Issue #3263, opened 2022-11-24
Task: Open (optional) todos and wishes after esbuild change


mhsdesign:
See also https://github.com/neos/neos-ui/pull/3200

Todos
- [x] Critical https://github.com/neos/neos-ui/issues/3262
- [x] extract webpack neos-ui-extensiblity adapter outside of workspaces (so we dont need babel installed anymore :P)
- [x] just for fun, as its currently a bit odd done: replace `./Build/createVersionFile.sh` with esbuild define - but test would fails if not defined in jest
- [x] no need for `postcss-import` as esbuild does it itself https://github.com/neos/neos-ui/pull/3266
- [x] do we still need postcss-hexrgba -> esbuild minifies a lot -> so it may not even be preserved. What is the usecase? https://github.com/neos/neos-ui/pull/3266
- [x] use postcss `composes` again instead of scss `@extends` (see notes at https://github.com/neos/neos-ui/pull/3200#issuecomment-1281229469)
- [x] replace style.css to style.module.css when used as module https://github.com/neos/neos-ui/pull/3200#issuecomment-1272485910
- [x] make yarn cache smaller - eg dont include all the variations of esbuild, darwin debian ...
- [x] analyze bundle (again) with https://bundle-buddy.com/ to find duplicate dependencies in bundle
- [x] remove odd proxy HostOnlyStyles.js file (note the "js") artefact of https://github.com/g45t345rt/esbuild-style-plugin
- [x] sourcemap: true https://github.com/neos/neos-ui/pull/3271
- [x] remove unneded legacy webpack dependencies
- [x] remove neos build package
- [x] update readme https://github.com/neos/neos-ui/pull/3273
- [x] set target to 2020 https://github.com/neos/neos-ui/issues/3267
- [x] remove env.rootPath
- [x] remove esbuild.js todo https://github.com/neos/neos-ui/blob/1f597ee18521442643c881d4201411d5af17d649/esbuild.js#L44
- [x] cleanup ../dist/ in neos-ui-extensibility needed for https://github.com/neos/neos-ui/issues/3215
- [x] exclude tsbuildinfo from npm
- [x]  check if we have ts checks on lint
- [x] restrict whats published to npm

Not really gonna happen:
- [ ] improve unit tests https://github.com/folke/esbuild-runner (experiment with sourcemap inline and copy other things so errors are better displayed ;))
- [ ] use pnp https://github.com/neos/neos-ui/pull/3218
[...]

PR #3266, opened 2022-11-24
TASK: esbuild adjustments

mhsdesign:
some leftovers from #3200 

This pr holds
- remove postcss auto prefixer (no need as we support es2020 #3274 )
- remove postcss hexrgba plugin which allowed to write `rgba(#000, .5)` instead of `rgba(0, 0, 0, .5)` (and its few usages it just seems wrong to pull in a plugin for 6usages)
- remove post css import plugin (esbuild will handle css imports already)
- use typescript parser also for linting js files (that way we can ged rid of babel)
- enable scss linting and fix minor problems

related: https://github.com/neos/neos-ui/issues/3263

die babel


packages/react-ui-components/src/Tree/node.js
```diff
@@ -181,7 +181,6 @@ export class Header extends PureComponent {
             isOver,
             isDragging,
             canDrop,
-            connectDragPreview,
             ...restProps
         } = this.props;
         const rest = omit(restProps, ['onToggle', 'isCollapsed', 'hasError', 'isDragging', 'dragForbidden']);
```
mhsdesign:
```suggestion
        const rest = omit(restProps, ['onToggle', 'isCollapsed', 'hasError', 'isDragging', 'dragForbidden', 'connectDragPreview']);
```

mhsdesign:
Id like to get that clean up also merged.
That where the commits i had laying around locally when #3200 was merged.

PR #3271, opened 2022-11-25
Task: Always generate sourcemap (ca. 14mb)

mhsdesign:
Like we did in the webpack production build


Sebobo (approved):
Complicated change, but fine by reading!

mhsdesign:
ping @markusguenther i know its not an easy one

markusguenther (approved):
💙

Issue #3214, opened 2022-10-08
Update Readme / Better dev setup guide


mhsdesign:
Wip

mhsdesign:
Technically it was greatly improved by @JamesAlias via: https://github.com/neos/neos-ui/pull/3369

we now need to tackle the readme a bit further ^^

PR #3273, opened 2022-11-25
Update README.md

mhsdesign:


mhsdesign:
as via https://github.com/neos/neos-ui/issues/3214 proposed there are many more things to do better. This is just a quick one that can be merged fast and easy to update the readme at all ;)

markusguenther (approved):

PR #3282, opened 2022-11-30
BUGFIX: Fix dropdown spacings for reset button

### LINKED ISSUE #3281: Spacing issue in the preset filter
### Description

The clear button is a bit to close to the dropdown caveat in the preset filter.

### Steps to Reproduce

1. Open Neos Demo for instance
2. Filter by preset 
3. hover the reset button

#### Expected behavior

Screenshot 2022-11-29 at 19 58 34

#### Actual behavior

Screenshot 2022-11-29 at 19 55 27

[What actually happened]

### Affected Versions

Neos: 8.2.0

UI: 8.2.0

markusguenther:
Since the esbuild change, the dropdown reset button is moved into the space from the chevron. This did not happen before because the styles from dropdown and the reset were combined with composes. Right now, we don’t use composes anymore and the rewrite had issues here so that padding clashed a bit.

Fixes: #3281

### DIFF
--- a/packages/react-ui-components/src/DropDown/style.scss
+++ b/packages/react-ui-components/src/DropDown/style.scss
@@ -23,6 +23,10 @@
     white-space: nowrap;
     line-height: var(--spacing-GoldenUnit);
     background: var(--colors-ContrastNeutral);
+
+    &.dropDown__btn--withChevron {
+        padding-right: var(--spacing-GoldenUnit);
+    }
 }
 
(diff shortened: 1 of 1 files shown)


markusguenther:
**Before:**

Screenshot 2022-11-30 at 20 18 49

**After:**

Screenshot 2022-11-30 at 20 25 40

Some for the Preset Filter for instance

(Exercise requirements): Reproduce the data above in full, with no line missing.

(Exercise solution):
Issue #3263, opened 2022-11-24
Task: Open (optional) todos and wishes after esbuild change


mhsdesign:
See also https://github.com/neos/neos-ui/pull/3200

Todos
- [x] Critical https://github.com/neos/neos-ui/issues/3262
- [x] extract webpack neos-ui-extensiblity adapter outside of workspaces (so we dont need babel installed anymore :P)
- [x] just for fun, as its currently a bit odd done: replace `./Build/createVersionFile.sh` with esbuild define - but test would fails if not defined in jest
- [x] no need for `postcss-import` as esbuild does it itself https://github.com/neos/neos-ui/pull/3266
- [x] do we still need postcss-hexrgba -> esbuild minifies a lot -> so it may not even be preserved. What is the usecase? https://github.com/neos/neos-ui/pull/3266
- [x] use postcss `composes` again instead of scss `@extends` (see notes at https://github.com/neos/neos-ui/pull/3200#issuecomment-1281229469)
- [x] replace style.css to style.module.css when used as module https://github.com/neos/neos-ui/pull/3200#issuecomment-1272485910
- [x] make yarn cache smaller - eg dont include all the variations of esbuild, darwin debian ...
- [x] analyze bundle (again) with https://bundle-buddy.com/ to find duplicate dependencies in bundle
- [x] remove odd proxy HostOnlyStyles.js file (note the "js") artefact of https://github.com/g45t345rt/esbuild-style-plugin
- [x] sourcemap: true https://github.com/neos/neos-ui/pull/3271
- [x] remove unneded legacy webpack dependencies
- [x] remove neos build package
- [x] update readme https://github.com/neos/neos-ui/pull/3273
- [x] set target to 2020 https://github.com/neos/neos-ui/issues/3267
- [x] remove env.rootPath
- [x] remove esbuild.js todo https://github.com/neos/neos-ui/blob/1f597ee18521442643c881d4201411d5af17d649/esbuild.js#L44
- [x] cleanup ../dist/ in neos-ui-extensibility needed for https://github.com/neos/neos-ui/issues/3215
- [x] exclude tsbuildinfo from npm
- [x]  check if we have ts checks on lint
- [x] restrict whats published to npm

Not really gonna happen:
- [ ] improve unit tests https://github.com/folke/esbuild-runner (experiment with sourcemap inline and copy other things so errors are better displayed ;))
- [ ] use pnp https://github.com/neos/neos-ui/pull/3218
[...]

PR #3266, opened 2022-11-24
TASK: esbuild adjustments

mhsdesign:
some leftovers from #3200 

This pr holds
- remove postcss auto prefixer (no need as we support es2020 #3274 )
- remove postcss hexrgba plugin which allowed to write `rgba(#000, .5)` instead of `rgba(0, 0, 0, .5)` (and its few usages it just seems wrong to pull in a plugin for 6usages)
- remove post css import plugin (esbuild will handle css imports already)
- use typescript parser also for linting js files (that way we can ged rid of babel)
- enable scss linting and fix minor problems

related: https://github.com/neos/neos-ui/issues/3263

die babel


packages/react-ui-components/src/Tree/node.js
```diff
@@ -181,7 +181,6 @@ export class Header extends PureComponent {
             isOver,
             isDragging,
             canDrop,
-            connectDragPreview,
             ...restProps
         } = this.props;
         const rest = omit(restProps, ['onToggle', 'isCollapsed', 'hasError', 'isDragging', 'dragForbidden']);
```
mhsdesign:
```suggestion
        const rest = omit(restProps, ['onToggle', 'isCollapsed', 'hasError', 'isDragging', 'dragForbidden', 'connectDragPreview']);
```

mhsdesign:
Id like to get that clean up also merged.
That where the commits i had laying around locally when #3200 was merged.

PR #3271, opened 2022-11-25
Task: Always generate sourcemap (ca. 14mb)

mhsdesign:
Like we did in the webpack production build


Sebobo (approved):
Complicated change, but fine by reading!

mhsdesign:
ping @markusguenther i know its not an easy one

markusguenther (approved):
💙

Issue #3214, opened 2022-10-08
Update Readme / Better dev setup guide


mhsdesign:
Wip

mhsdesign:
Technically it was greatly improved by @JamesAlias via: https://github.com/neos/neos-ui/pull/3369

we now need to tackle the readme a bit further ^^

PR #3273, opened 2022-11-25
Update README.md

mhsdesign:


mhsdesign:
as via https://github.com/neos/neos-ui/issues/3214 proposed there are many more things to do better. This is just a quick one that can be merged fast and easy to update the readme at all ;)

markusguenther (approved):

PR #3282, opened 2022-11-30
BUGFIX: Fix dropdown spacings for reset button

### LINKED ISSUE #3281: Spacing issue in the preset filter
### Description

The clear button is a bit to close to the dropdown caveat in the preset filter.

### Steps to Reproduce

1. Open Neos Demo for instance
2. Filter by preset 
3. hover the reset button

#### Expected behavior

Screenshot 2022-11-29 at 19 58 34

#### Actual behavior

Screenshot 2022-11-29 at 19 55 27

[What actually happened]

### Affected Versions

Neos: 8.2.0

UI: 8.2.0

markusguenther:
Since the esbuild change, the dropdown reset button is moved into the space from the chevron. This did not happen before because the styles from dropdown and the reset were combined with composes. Right now, we don’t use composes anymore and the rewrite had issues here so that padding clashed a bit.

Fixes: #3281

### DIFF
--- a/packages/react-ui-components/src/DropDown/style.scss
+++ b/packages/react-ui-components/src/DropDown/style.scss
@@ -23,6 +23,10 @@
     white-space: nowrap;
     line-height: var(--spacing-GoldenUnit);
     background: var(--colors-ContrastNeutral);
+
+    &.dropDown__btn--withChevron {
+        padding-right: var(--spacing-GoldenUnit);
+    }
 }
 
(diff shortened: 1 of 1 files shown)


markusguenther:
**Before:**

Screenshot 2022-11-30 at 20 18 49

**After:**

Screenshot 2022-11-30 at 20 25 40

Some for the Preset Filter for instance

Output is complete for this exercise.